PROMPT: Word for word, copy every line of the data.

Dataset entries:
● ● ●

PR #8088, opened 2023-07-07
Adjust cleanup and add TERM to trap

Ressetkk:
/area ci
/kind bug

For some reason trap does not get executed. Probably TERM also needs to be handled, so I've added it.
Additionally cleanup cleans up only Docker configuration, because k3d runs on this Docker, everything cluster-related will be removed as well.


halamix2 (approved):
/joke

PR #8117, opened 2023-07-11
Remove cleanup logic

Ressetkk:
/kind bug
/area ci
/cc halamix2

This should be handled by Linux. Prow's Entrypoint takes care of process signal propagation so everything should be scraped.

### DIFF
--- a/images/e2e-dind-nodejs/init.sh
+++ b/images/e2e-dind-nodejs/init.sh
@@ -3,26 +3,10 @@
 set -e
 
 LOG_DIR=${ARTIFACTS:-"/var/log"}
-DOCKERD_PROCESS=""
-function cleanup() {
-  ERR=$?
-  set +e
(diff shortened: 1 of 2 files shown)


images/e2e-dind-nodejs/init.sh
```diff
@@ -40,4 +43,5 @@ if [[ "$K3D_ENABLED" == "true" ]]; then
   fi
   k3d cluster create k3d "${ARGS[@]}"
 fi
-bash -c "$@"
\ No newline at end of file
+bash -c "$@"
+}
```
dekiel, line 47:
```suggestion
```
I can't see any open bracket for this one. I think it's not needed.

dekiel (changes requested):

images/e2e-dind-nodejs/init.sh
Ressetkk: Ye it was a typo. Ty

dekiel (approved):

PR #8119, opened 2023-07-11
initial prow cluster as terraform resource

Ressetkk:
/kind feature
/area ci

Im not sure if it's going to be correct approach, probably better idea would be to pin one of workloads cluster to this configuration.


dekiel (approved):
Please consider using google official modules. https://registry.terraform.io/modules/terraform-google-modules/kubernetes-engine/google/latest

PR #8140, opened 2023-07-12
Move old Prow deployments to new kustomization-based approach

Ressetkk:
/kind deprecation
/area ci

This is foundation open for discussion to manage and install Prow, potentially future workloads, and it's components in a simple and automated way.
To simply generate the full Kubernetes manifest that needs to be applied, just run:
```
kubectl kustomize ./configs/deployments/prow/overlay/environments/dev
```
To apply this configuration to the cluster, use:
```
kubectl apply -k ./configs/deployments/prow/overlay/environments/dev
```

it's native! :) 

The proposed directory structure roughly follows the proposal based on official K8s docs https://kubernetes.io/docs/tasks/manage-kubernetes-objects/kustomization/#bases-and-overlays
But because we are working with multiple components. Every prow component is defined as separate "base" with a proper name referring the component stored inside.

Inside overlays there are the actual configurations of each flavor supported by Prow. For now it's just `dev` that refers to current Prow configuration. All environment-specific options will be defined here as set of patches and additional deployments.


Sawthis:
@Ressetkk please reopen if needed.

PR #8165, opened 2023-07-13
Rewrite milv jobs

Ressetkk:
/kind deprecation
/area ci

I don't know why, but MILV can work just fine with SUPER BASIC configuration - feed the base path and config path. Why use Docker and clone the repo again...? I don't know why it was created that way and at this point I'm too afraid to ask... Basically all config files need to be rewritten now on all repos.

* Use MILV as ProwJob image
* call MILV directly
* validate all files instead of changes - no loss in speed, more reliable
* Remove docker usage completely
* Remove governance.sh script

/cc @kyma-project/technical-writers


mmitoraj (approved):

Sawthis (approved):

Ressetkk:
/override pre-main-test-infra-governance
Job will be renamed to pull-test-infra-governance

PR #8185, opened 2023-07-14
Disable signify-dev signer

Ressetkk:
/kind failing-test
/area ci

Dev seems to be unreliable. Since this signing was enabled mostly because of the validation process, it should be used in the E2E test of image-builder to verify if signing is actually working in production-like environment. And production artifacts should not be signed using dev landscape at all.


dekiel (approved):

Ressetkk:
Looks like for now it's not needed
/close

PR #8217, opened 2023-07-18
Add one size node pool for small workloads

Ressetkk:
With this configuration standard-pool should descale when not in working hours. If the load increases, then cluster should autoscale standard nodes. The price is super low ($9 per month) and if it is going to allow scaling down of a cluster outside working hours, then it's a gain.

/area ci
/kind feature


halamix2 (approved):
/joke

PR #8220, opened 2023-07-19
Add node taint for minimal pool and enable autoscale between 1/2

Ressetkk:
Further reduce footprint of the additional pool that should handle all GKE components. Probably it will more adjustments in the future. Right now I want to move GKE-based workloads into new pool.

/area ci
/kind feature
/cc halamix2


halamix2 (approved):
/pony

● ● ●

COMPLETED TASK:
PR #8088, opened 2023-07-07
Adjust cleanup and add TERM to trap

Ressetkk:
/area ci
/kind bug

For some reason trap does not get executed. Probably TERM also needs to be handled, so I've added it.
Additionally cleanup cleans up only Docker configuration, because k3d runs on this Docker, everything cluster-related will be removed as well.


halamix2 (approved):
/joke

PR #8117, opened 2023-07-11
Remove cleanup logic

Ressetkk:
/kind bug
/area ci
/cc halamix2

This should be handled by Linux. Prow's Entrypoint takes care of process signal propagation so everything should be scraped.

### DIFF
--- a/images/e2e-dind-nodejs/init.sh
+++ b/images/e2e-dind-nodejs/init.sh
@@ -3,26 +3,10 @@
 set -e
 
 LOG_DIR=${ARTIFACTS:-"/var/log"}
-DOCKERD_PROCESS=""
-function cleanup() {
-  ERR=$?
-  set +e
(diff shortened: 1 of 2 files shown)


images/e2e-dind-nodejs/init.sh
```diff
@@ -40,4 +43,5 @@ if [[ "$K3D_ENABLED" == "true" ]]; then
   fi
   k3d cluster create k3d "${ARGS[@]}"
 fi
-bash -c "$@"
\ No newline at end of file
+bash -c "$@"
+}
```
dekiel, line 47:
```suggestion
```
I can't see any open bracket for this one. I think it's not needed.

dekiel (changes requested):

images/e2e-dind-nodejs/init.sh
Ressetkk: Ye it was a typo. Ty

dekiel (approved):

PR #8119, opened 2023-07-11
initial prow cluster as terraform resource

Ressetkk:
/kind feature
/area ci

Im not sure if it's going to be correct approach, probably better idea would be to pin one of workloads cluster to this configuration.


dekiel (approved):
Please consider using google official modules. https://registry.terraform.io/modules/terraform-google-modules/kubernetes-engine/google/latest

PR #8140, opened 2023-07-12
Move old Prow deployments to new kustomization-based approach

Ressetkk:
/kind deprecation
/area ci

This is foundation open for discussion to manage and install Prow, potentially future workloads, and it's components in a simple and automated way.
To simply generate the full Kubernetes manifest that needs to be applied, just run:
```
kubectl kustomize ./configs/deployments/prow/overlay/environments/dev
```
To apply this configuration to the cluster, use:
```
kubectl apply -k ./configs/deployments/prow/overlay/environments/dev
```

it's native! :) 

The proposed directory structure roughly follows the proposal based on official K8s docs https://kubernetes.io/docs/tasks/manage-kubernetes-objects/kustomization/#bases-and-overlays
But because we are working with multiple components. Every prow component is defined as separate "base" with a proper name referring the component stored inside.

Inside overlays there are the actual configurations of each flavor supported by Prow. For now it's just `dev` that refers to current Prow configuration. All environment-specific options will be defined here as set of patches and additional deployments.


Sawthis:
@Ressetkk please reopen if needed.

PR #8165, opened 2023-07-13
Rewrite milv jobs

Ressetkk:
/kind deprecation
/area ci

I don't know why, but MILV can work just fine with SUPER BASIC configuration - feed the base path and config path. Why use Docker and clone the repo again...? I don't know why it was created that way and at this point I'm too afraid to ask... Basically all config files need to be rewritten now on all repos.

* Use MILV as ProwJob image
* call MILV directly
* validate all files instead of changes - no loss in speed, more reliable
* Remove docker usage completely
* Remove governance.sh script

/cc @kyma-project/technical-writers


mmitoraj (approved):

Sawthis (approved):

Ressetkk:
/override pre-main-test-infra-governance
Job will be renamed to pull-test-infra-governance

PR #8185, opened 2023-07-14
Disable signify-dev signer

Ressetkk:
/kind failing-test
/area ci

Dev seems to be unreliable. Since this signing was enabled mostly because of the validation process, it should be used in the E2E test of image-builder to verify if signing is actually working in production-like environment. And production artifacts should not be signed using dev landscape at all.


dekiel (approved):

Ressetkk:
Looks like for now it's not needed
/close

PR #8217, opened 2023-07-18
Add one size node pool for small workloads

Ressetkk:
With this configuration standard-pool should descale when not in working hours. If the load increases, then cluster should autoscale standard nodes. The price is super low ($9 per month) and if it is going to allow scaling down of a cluster outside working hours, then it's a gain.

/area ci
/kind feature


halamix2 (approved):
/joke

PR #8220, opened 2023-07-19
Add node taint for minimal pool and enable autoscale between 1/2

Ressetkk:
Further reduce footprint of the additional pool that should handle all GKE components. Probably it will more adjustments in the future. Right now I want to move GKE-based workloads into new pool.

/area ci
/kind feature
/cc halamix2


halamix2 (approved):
/pony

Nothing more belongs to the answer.